Anything They Can Do We Can Do Better
A comparison of New York City and Westchester dining
|If You Like...||Try This...|
|The Spotted Pig||The Cookery|
|Union Square Cafe||Restaurant North|
|Loreley Restaurant & Biergarten||Birdsall House|
|Blue Hill||Blue HIll at Stone Barns|
Birdsall House photo by Cathy Pinsky; The Spotted Pig photo Courtesy of The Spotted Pig; Union Square Cafe photo by Nathan Rawlinson; Blue Hill interior by Jen Munkvold; Blue Hill at Stone Barns photo by Michael Moran; Loreley Restaurant & Biergarten photo by Michael Tulipan
While it’s a bit like David and Goliath—after all, we are a suburb of one of the world’s greatest eating cities—Westchester’s proximity to Gotham is one of our dining scene’s best features. Not only have the county’s diners been educated in world-class NYC restaurants, but several of our cooks and restaurateurs are refugees from those same dining icons. Given our ties to the City, both geographic and demographic, it’s no wonder that we swap chefs and trends as easily as we roll through E-ZPass lanes. It’s also a given that we have local spots to satisfy your urban dining itch.
If you like the gutsy, nose-to-tail gastro-pub grub at The Spotted Pig, then you’ll like The Cookery’s delicious take on duck tongues, veal brains, and pork marrow bones in Dobbs Ferry. But what tips the scales in The Cookery’s favor is that you don’t have to wait on a cigarette-smoke-filled street corner for hours for a table.
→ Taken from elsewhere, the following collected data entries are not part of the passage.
PR #351, opened 2022-10-26
rfc13: elaborate on PMI_process_mapping

garlick:
Problem: There is no PMI_process_mapping example for "cyclic" task distribution, and the fact that rank to nodeid assignment can be determined is not entirely clear from the prose (but obvious given the goal of finding "cliques" for shmem communication).

Mention that the rank to nodeid assignment can be determined from the mapping.

Add an example of cyclic task distribution, and update formatting and descriptions of the other examples for clarity.


grondo (approved):
Looks great, thanks!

If you like the breezy sophistication of Danny Meyer’s Union Square Cafe (perhaps paired with the soulfulness of Gramercy Tavern’s kitchen, also owned by Meyer), then you’ll like Armonk’s Restaurant North—started by a partnership hailing from Meyer’s team. But while Danny Meyer is justifiably proud of his involvement in the Union Square Greenmarket, Stephen Paul Mancini and Chef Eric Gabrynowicz cut out the middlemen. They go straight to the farms in their Westchester backyard.
If you like the alfresco, brew-and-sausage craft beer garden vibe of Loreley Restaurant & Biergarten (with a bit of Eataly’s Birreria and Bohemian Hall), then you’ll like Peekskill’s Birdsall House. Its new garden offers brew under the stars—and, as always, Chef Matt Hutchins’s rib-sticking, locavorian cuisine—but Birdsall’s taps actually outnumber those at both Loreley and Bohemian Hall.
If you like Blue Hill, then you’ll really like Pocantico Hills’ Blue Hill at Stone Barns. This is literally where much of Blue Hill’s food comes from, plus, you can stroll the fields before your meal and get to “know thy farmer” —that Blue Hill edict.
If you like the stylish drinks and bright, herb-laden tacos at Mercadito, then you’ll like Port Chester’s bartaco—which actually trumps Mercadito with a great Byramside deck and friendlier prices.